The subject of the invention is also an apparatus for the continuous coating of at least one metal strip with a fluid film of crosslinkable polymer containing neither non-reactive solvent nor diluent and the softening temperature of which is higher than 50° C, the said film having a thickness of less than that of the metal strip, characterized in that it comprises:

means for continuously driving the metal strip;

at least one back-up roll supporting the metal strip;

means for forming, on an applicator roll having a deformable surface, by forced flow at a temperature greater than the softening temperature of the crosslinkable polymer, a sheet of the said crosslinkable polymer having a melt viscosity greater than 10 Pa.s under the conditions of formation of the said sheet, the formation temperature of this sheet being below the crossslinking onset temperature of the crosslinkable polymer and the said applicator roll being driven in rotation in the opposite direction to the direction in which the metal strip runs and forming the crosslinkable polymer film;

and means for compressing the metal strip between the back-up roll and the applicator roll in order to completely transfer, thicknesswise, the said film from the applicator roll onto the metal strip and to obtain a coating of homogeneous thickness.

BRIEF DESCRIPTION OF THE DRAWINGS

The features and advantages of the invention will emerge during the description which follows, given solely by way of example and with reference to the appended drawings in which:

FIG. 1 is a schematic cross-sectional view of a plant for coating a metal strip with a film of crosslinkable polymer, comprising an apparatus for applying this coating, according to the invention;

FIG. 2 is a schematic perspective view of the application apparatus according to the invention and provided with a first embodiment of means for removing the excess crosslinkable polymer.

FIG. 3 is a schematic perspective view of the application apparatus according to the invention and provided with a second embodiment of means for removing the excess crosslinkable polymer;

DETAILED DESCRIPTION OF THE INVENTION

FIG. 1 shows schematically a plant for the continuous coating of a metal strip 1 with a film of fluid crosslinkable polymer containing neither non-reactive solvent nor diluent and with a thickness of, for example, between 5 and 5 &mgr;m.

This metal strip has a thickness of, for example, between 0.10 and 4 mm and is, for example, made of steel or aluminium or of an aluminium alloy and can be coated or prepainted on one or both of its sides.

The polymer used to coat the metal strip 1 is a polymer containing neither non-reactive solvent nor diluent and is thermally crosslinkable, such as a thermosetting polymer for example, or physically crosslinkable, such as a photocurable polymer for example.
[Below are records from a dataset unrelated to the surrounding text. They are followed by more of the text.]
PR #429, opened 2018-02-08
Add test to prove #427 is *not* an issue.

### LINKED ISSUE #427: Need `fields_with_bootstrap` method.
In preparing #369, it looked like there was no need to overload the Rails `fields` method with a `bootstrap_form` version of the helper. I now believe I may have been wrong about that. We need to test more to see whether the values of the following options default to the parent `form_with` options or not: `:control_col`, `:inline_errors`, `:label_col`, `:label_errors`, and `:layout`.

lcreid:
Add a test that proves we don't need a `fields_with_bootstrap` method. 

Fixes #427.


mattbrictson:
Makes sense 👍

In the uncrosslinked state, this polymer has a softening temperature higher than 50° C.

These polymers have softening, flow-onset, crosslinking-onset and rapid-crosslinking temperatures which are different.
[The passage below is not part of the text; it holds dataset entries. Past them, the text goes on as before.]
Issue #432, opened 2018-02-16
Overriding `layout: :inline` at field level.


lcreid:
The [README](https://github.com/bootstrap-ruby/bootstrap_form#custom-field-layout) says that specifying a layout at the field level overrides the layout specified a the form level. The example shows a `:default` layout at the field level overriding a `:horizontal` form layout.

The documented example works, but it may be difficult to make the field-level `layout:` override a form-level `layout: :inline`. The form-level `class="form-inline"` appears to cause layout changes throughout the form that it's beyond my CSS abilities to figure out how to override.

I suggest we simply update the documentation to clarify that form-level `layout: :inline` can't be overridden, but I'm open to other suggestions.

mattbrictson:
> I suggest we simply update the documentation to clarify that form-level layout: :inline can't be overridden

Agreed 👍

PR #433, opened 2018-02-17
Update `layout: inline` at field level for Bootstrap 4.

### LINKED ISSUE #416: `collection_radio_buttons` and `collection_check_boxes` Need to be Reviewed for Bootstrap 4
The changes to `radio_with_bootstrap` and `check_box_with_bootstrap` may require some options that aren't currently being passed from their corresponding collection methods. This issue may require the following actions (feel free to suggest others):

- [ ] Write test cases to confirm the desired functionality. This may require a clearer definition of the functionality of the helpers
- [x] Review how the helpers functioned in the last released version. It's possible that the options weren't being passed before. If so, any changes would have to be reviewed in case they're breaking changes
- [ ] Implement the desired functionality

### LINKED ISSUE #426: `layout: :inline` at the field level doesn't render correctly for email (and probably other types)
Our test case for rendering a `layout: :inline` e-mail field within a `layout: :horizontal` form says the result should be:
```
<form accept-charset="UTF-8" action="/users" class="new_user" id="new_user" method="post" role="form">
  <input name="utf8" type="hidden" value="&#x2713;" />
  <div class="form-group">
    <label class="required" for="user_email">Email</label>
    <input class="form-control" id="user_email" name="user[email]" type="email" value="steve@example.com" />
  </div>
</form>
```
However, if you put that into Bootply, you can see that the label is rendered above the input field: https://www.bootply.com/Yk1F2jl2OL.

Adding `form-inline` to the `form-group` that wraps the controls seems to give better output, although there should probably be some spacing applied too. Perhaps we could look at how check boxes and radio buttons are formatted in-line.

This probably affects all input types except radio and checkbox, and likely selects as well.

Also, specifying `layout: :default` at the level of `form_group` or on a control may not cause the elements to be rendered the Bootstrap 4 default way, if the form was built with `layout: :inline`.

lcreid:
For `layout: :inline` elements to look right, Bootstrap 4 requires some markup at a "lower level" of the HTML than Bootstrap 3 did. This PR ensures that the elements correctly calculate whether the developer has requested in-line layout, and applies the appropriate classes.

In some cases, classes for in-line layout are applied regardless of whether the layout was specified at the form level or the field level. In other cases, the markup is only needed and applied if the in-line layout was only specified at the field level.

This PR adds a number of test cases for the six variations of form-level and field-level layout being different. The test cases test a few different types of fields:

- A text-like input, since a large number of types of input fields are handled internally like a text input
- A select, because selects are hendled differently
- Check box and radio button, since those two are handled very differently from the rest, and in fact are subtly different between the two
- A collection radio button, since it adds some additional handling not used by any of the above

I think it's important to have this level of test coverage, even if it could be argued that some of this might be tested elsewhere. (I thought that the date/time selects were similar enough to the others to forgo a test.)

There will be two outstanding issues after this PR is merged:

- If you have an in-line `form-group` with one or more radio buttons or check boxes inside it, the baseline of the `form-group`'s label won't be exactly the same as the baseline of the radio button or check box labels. (See https://www.bootply.com/fH5sF4fcju.)

- Overriding form-level `layout: :inline` at the field level does not work. See #432.

Fixes #426.
Fixes #416.


lcreid:
The tests aren't "real-world" in that the form layout is declared one way, and then all the fields inside are declared with another layout. However, our documentation says you can override the form level layout with field level layout, so I think it should be tested.

The test output that should look ugly in Bootply are where the form is `layout: :inline` and the fields are not. If you saw something unacceptable in any of the other combinations, please let me know.

Thanks for the the merges today, @mattbrictson ! I think we're getting close to alpha.

lcreid:
Doh! It took a while but I think I realized what you were getting at, @mattbrictson . I removed the tests that were testing the overrides of in-line output, so that in the future no one will think that, because it's in a test case, it's the correct output.

Since the links may not be anywhere else, here's what trying to override in-line layouts looks like at the time of writing: https://www.bootply.com/1hMYpBHds5 and: https://www.bootply.com/JqdpfgA36j.

Hopefully this can be approved now. :-)

mattbrictson:
Rebased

In general, the crosslinking-onset temperature is the temperature above which an increase in the viscosity of more than 10% is observed in less than 15 minutes.

In the illustrative example shown in FIG. 1, the metal strip 1 is driven so as to run in the direction of the arrow F and this metal strip 1 bears against at least one back-up roll 3 comprising a central core 3a made of metal, such as for example steel, and an external jacket 3b made of deformable material, such as an elastomer for example.
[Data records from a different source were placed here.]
PR #436, opened 2018-02-20
Move validation errors for check and radio collections into last form-check div.

### LINKED ISSUE #418: Errors on checkbox/radios collections should be inside the last element

lcreid:
Bootstrap 4 validation errors for groups of check boxes or radio buttons are supposed to be inside the `<div class="form-group">` of the last check box or radio button in the group. See: https://getbootstrap.com/docs/4.0/components/forms/#supported-elements.

This PR contains some non-trivial refactoring of `check_box` and `radio_button`. Methods were extracted so that the `collection...` helpers could inject the error message when they knew they were working on the last control of the collection. The methods are private, but were left in the file near `check_box` and `radio_button` so it's hopefully a little easier to see the changes.

This PR also contains an instance variable that cause magic behaviour in `BootstrapForm::Helpers::Bootstrap#append_and_prepend_input`, so `form_group` doesn't output the error at the end of the form group that wraps the whole collection.

This PR was based off the code in PR #434 and depends on that code.

Fixes #418.

### DIFF
--- a/CHANGELOG.md
+++ b/CHANGELOG.md
@@ -15,6 +15,7 @@ In addition to these necessary markup changes, the bootstrap_form API itself has
 * Built-in support for the `nested_form` gem has been completely removed
 * The `icon` option is no longer supported (Bootstrap v4 does not include icons)
 * The deprecated Rails methods `check_boxes_collection` and `radio_buttons_collection` have been removed
+* `hide_label: true` and `skip_label: true` on individual check boxes and radio buttons apply Bootstrap 4 markup. This means the appearance of a page may change if you're upgrading from the Bootstrap 3 version of `bootstrap_form`, and you used `check_box` or `radio_button` with either of those options
 * Your contribution here!
 
 ### New features
@@ -22,14 +23,15 @@ In addition to these necessary markup changes, the bootstrap_form API itself has
 * Support for Rails 5.1 `form_with` - [@lcreid](https://github.com/lcreid).
 * Support Bootstrap v4's [Custom Checkboxes and Radios](https://getbootstrap.com/docs/4.0/components/forms/#checkboxes-and-radios-1) with a new `custom: true` option
 * Allow HTML in help translations by using the `_html` suffix on the key - [@unikitty37](https://github.com/unikitty37)
+* [#408](https://github.com/bootstrap-ruby/bootstrap_form/pull/408): Add option[:id] on static control #245 - [@duleorlovic](https://github.com/duleorlovic).
 * Your contribution here!
 
 ### Bugfixes
 
-* Your contribution here!
 * [#357](https://github.com/bootstrap-ruby/bootstrap_form/pull/357) if provided,
   use html option `id` to specify `for` attribute on label
   [@duleorlovic](https://github.com/duleorlovic)
+* Your contribution here!
 
 ## [2.7.0][] (2017-04-21)
 
--- a/CHANGELOG.md
+++ b/CHANGELOG.md
@@ -25,6 +25,9 @@ In addition to these necessary markup changes, the bootstrap_form API itself has
 ### Bugfixes
 
 * Your contribution here!
+* [#357](https://github.com/bootstrap-ruby/bootstrap_form/pull/357) if provided,
+  use html option `id` to specify `for` attribute on label
+  [@duleorlovic](https://github.com/duleorlovic)
 
 ## [2.7.0][] (2017-04-21)
 
--- a/CHANGELOG.md
+++ b/CHANGELOG.md
@@ -17,6 +17,7 @@ In addition to these necessary markup changes, the bootstrap_form API itself has
 
 ### New features
 
+* Support for Rails 5.1 `form_with` - [@lcreid](https://github.com/lcreid).
 * Support Bootstrap v4's [Custom Checkboxes and Radios](https://getbootstrap.com/docs/4.0/components/forms/#checkboxes-and-radios-1) with a new `custom: true` option
 * Allow HTML in help translations by using the `_html` suffix on the key - [@unikitty37](https://github.com/unikitty37)
 * Your contribution here!
--- a/CHANGELOG.md
+++ b/CHANGELOG.md
@@ -10,6 +10,8 @@ In addition to these necessary markup changes, the bootstrap_form API itself has
 
 ### Breaking changes
 
+* Rails 4.x is no longer supported
+* Ruby 2.2 or newer is required
 * Built-in support for the `nested_form` gem has been completely removed
 * The `icon` option is no longer supported (Bootstrap v4 does not include icons)
 * The deprecated Rails methods `check_boxes_collection` and `radio_buttons_collection` have been removed
--- a/CHANGELOG.md
+++ b/CHANGELOG.md
@@ -29,7 +29,7 @@ In addition to these necessary markup changes, the bootstrap_form API itself has
 ## [2.7.0][] (2017-04-21)
 
 Features:
-  * [#325](https://github.com/bootstrap-ruby/rails-bootstrap-forms/pull/325): Support :prepend and :append for the `select` helper - [@donv](https://github.com/donv).
+  * [#325](https://github.com/bootstrap-ruby/bootstrap_form/pull/325): Support :prepend and :append for the `select` helper - [@donv](https://github.com/donv).
 
 ## [2.6.0][] (2017-02-03)
 
@@ -37,7 +37,7 @@ Bugfixes:
   - Fix ambiguous first argument warning (#311, @mikenicklas)
 
 Features:
-  - Add a FormBuilder#custom_control helper [#289](https://github.com/bootstrap-ruby/rails-bootstrap-forms/pull/289)
+  - Add a FormBuilder#custom_control helper [#289](https://github.com/bootstrap-ruby/bootstrap_form/pull/289)
 
 ## [2.5.3][] (2016-12-23)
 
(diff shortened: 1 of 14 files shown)


lcreid:
There are some hard problems here. I can't see how we can output Bootstrap 4 markup without requiring some users to change their code. I hope someone can guide me to what we should do. Sorry this is so convoluted, but I can't see a way to separate one issue from another. @mattbrictson @desheikh @donv any thoughts?

## Background
### Bootstrap 3 (v2.7)
There are basically four use cases we're interested in:

1. Rendering any control except a bare check box or radio button outputs a validation error message and styles the control appropriately, if the object has a validation error. There are no tests in branch `legacy-2.7` for the default case, but `test/bootstrap_form_test.rb` line 71 (and others) test default error messages and label error messages. Rendered output: https://www.bootply.com/AoHBiFn0wg
2. Rendering one or more check boxes or radio buttons inside a block given to `form_group` outputs a single validation error message after the check boxes or radio buttons, and styles the control appropriately, if the object has a validation error. There are no tests in branch `legacy-2.7` for this. Rendered output: https://www.bootply.com/gLvYyaA6zr and https://www.bootply.com/tUxPJEklIJ
3. Rendering a bare check box or radio button not from a block given to `form_group` does not output an error message or style the control appropriately, if the object has a validation error. There are no tests in branch `legacy-2.7` for this. 
4. Rendering any other text from a block given to `form_group` outputs a validation error message and styles the contents of the block appropriately, if the first argument to `form_group` is an object with a validation error (In branch `legacy-2.7`, `test/bootstrap_form_group_test.rb` at line 171). It renders with the error message in red, but the "field" is not in red. Rendered output: https://www.bootply.com/v4HtoM93EE.

### Bootstrap 4
The markup is different. The change that's causing grief is that check boxes and radio buttons are now rendered inside a `div.form-check`, and the validation error message for a list of check boxes or radio has to be *inside* the *last* check box's or radio button's `div.form-check`. That affects the above use cases in the following ways:

1. All helpers except `check_box`, `collection_check_boxes`, `collection_radio_buttons`, and `radio_button` work as of PR #434 (although note issue #444). Bootstrap 4 added a `div.input-group` for append and prepend which required some non-trivial modifications, but the overall structure of our code is pretty similar to v2.7
2. As mentioned above, each check box and radio button now has to be wrapped in a `div.form-check`. Error and help messages have to be inside the last `div.form-check`. This means we can no longer simply add error messages after rendering one or more check boxes or radio buttons
3. Ideally, whatever solution is chosen for 4.0 does *not* output error messages from all instances of a bare `check_box` or `radio_button`, since that's not what happened in v2.7
4. For this use case at the time of writing, even though we output the validation error, it won't be displayed because of the way the Bootstrap 4 classes work. See: https://www.bootply.com/nv1z9gbUKv for an example of the mark-up. The Bootstrap 4 mixin for `.is-invalid` starts here: https://github.com/twbs/bootstrap/blob/2f4e785a8c623fbe1b011edabecafe99b9f0817b/scss/mixins/_forms.scss#L29, and the CSS that causes the display of `.invalid-feedback` is here: https://github.com/twbs/bootstrap/blob/2f4e785a8c623fbe1b011edabecafe99b9f0817b/scss/mixins/_forms.scss#L53-L136. This is because `.invalid-feedback` includes a `display: none`, which is overridden by `display: block` depending on the validation state of certain siblings. Unless the programmer ensures that the text in the block is marked up just the right way, the validation message won't be visible anyway

## Possible Solutions
These are not in any particular order of preference, effort, or any other criteria.

### A
- Change `form_group` to parse the HTML returned from its block, determine if the last direct child is a radio button or check box (`div.form-check`), and add the error inside that child. Otherwise, add the error at the end as always. This still doesn't make `form_group`-wrapped arbitrary text look exactly like legacy, because of use case 4 in the "Bootstrap 4" section above.
- Document how to mark up the text from the block so that errors will be displayed correctly (although this slightly changes the layout of the text)
- and/or
- Encourage the use of `static_control` if all the programmer is doing is trying to get a static or read-only control

This is the only option I can think of that avoids changing `check_box`, `radio_button`, `collection_check_boxes`, and `collection_radio_button`. Nokogiri is already loaded in Rails applications. Still, it feels like a heavy-weight solution to me.

### B

- Add an `error_message: true` option to `check_box` and `radio_button` to cause them to output the object's validation error messages. The default is `false` to preserve the current behaviour that `check_box` and `radio_button` don't output error messages
- Move stuff around internally so that `form_group` no longer outputs error messages, but rather it's pushed to the appropriate place so that `check_box` and `radio_button` output the errors. PR #422 actually did this, but we decided at the time that we didn't want to break the "arbitrary text in the `form_group` block" case
- Document that the last `check_box` or `radio_button` in a `form_group` has to be called with `error_message: true` in order to render the validation error message
- Document that arbitrary text in a `.form-group` should be coded using raw Bootstrap, rather than by using the `form_group` helper

### C

- New helper `check_form_group` for wrapping check boxes and radio buttons only
- Add an `error_message: true` option to `check_box` and `radio_button` to cause them to output the object's validation error messages
- Document that the last `check_box` or `radio_button` in a `check_form_group` has to be called with `error_message: true` in order to render the validation error message

This solution is easy to document, i.e. the programmer just has to change all `form_group`s wrapping check boxes or radio buttons, to `check_form_group`. The programmer also has to change the last helper in a group to have the `error_message: true` option.

Internally, it's likely that `form_group` and `check_form_group` can share almost all their code, although it might require some non-trivial refactoring to do so elegantly.

### D

- Add a helper to output non-control blocks (`raw_form_group`?), i.e. anything *not* wrapping check boxes or radio buttons
- Change `form_group` to not output validation errors, and push that down to the relevant helpers
- Add an `error_message: true` option to `check_box` and `radio_button` to cause them to output the object's validation error messages
- Document that the last `check_box` or `radio_button` in a `form_group` has to be called with `error_message: true` in order to render the validation error message

This is pretty much the same as Solution C, except it requires the code changes for the "arbitrary text" use case, which I think might be the less common one compared to the "check box or radio button" use case.

mattbrictson:
Thanks for digging into this one and documenting all the approaches.

To be honest, none of the solutions feels right to me. Solution "A" is the most desirable end-user experience, but I think your intuition is correct that this is too heavy-handed.

This might be a crazy idea, but can we solve this with just CSS? In other words, can we add our own styles that make the error messages appear even if we render the HTML the "wrong" way? Or perhaps a JS snippet that manipulates the DOM?

Also: do we know if/how simple_form has dealt with this problem? Maybe that project has some ideas we can borrow.

lcreid:
@mattbrictson your timing is perfect. I was just sitting down to charge off with Solution B, but the CSS idea is worth pursuing. I will look into it today. I'll also look at `simple_form`.

Just a note that I've spent some time looking at the Bootstrap 4 source. I think it confirms that some of the struggles are because Bootstrap 4 works in a fundamentally different way, and we may want to consider adopting the "Bootstrap 4 Way", at the expense of requiring more from programmers migrating from `bootstrap_form` 2.7 to `bootstrap_form` 4.0.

The back-up roll 3 may also consist of a steel roll.

The plant includes means 2 for preheating the metal strip 1 to a temperature approximately equal to or greater than the temperature of the fluid film of crosslinkable polymer to be deposited on the said metal strip 1 and equal to or greater than the softening temperature of this crosslinkable polymer.

The means 2 for preheating the metal strip 1 consist, for example, of at least one induction furnace.

As shown in FIG. 1, the plant also includes, from the upstream end to the downstream end:

a device denoted in its entirety by the reference 10, for coating the metal strip 1 with a film of fluid crosslinkable polymer containing neither non-reactive solvent nor diluent and the softening temperature of which is higher than 50° C.;

means 5 for curing or crosslinking the film of crosslinkable polymer;

and a unit 7 for hauling off the metal strip 1.

If the polymer is thermally crosslinkable, the curing means 5 comprise, for example, at least one induction oven and cooling means 6, and if the polymer is physically crosslinkable, the curing means 5 may consist of ultraviolet lamps or of electron beams.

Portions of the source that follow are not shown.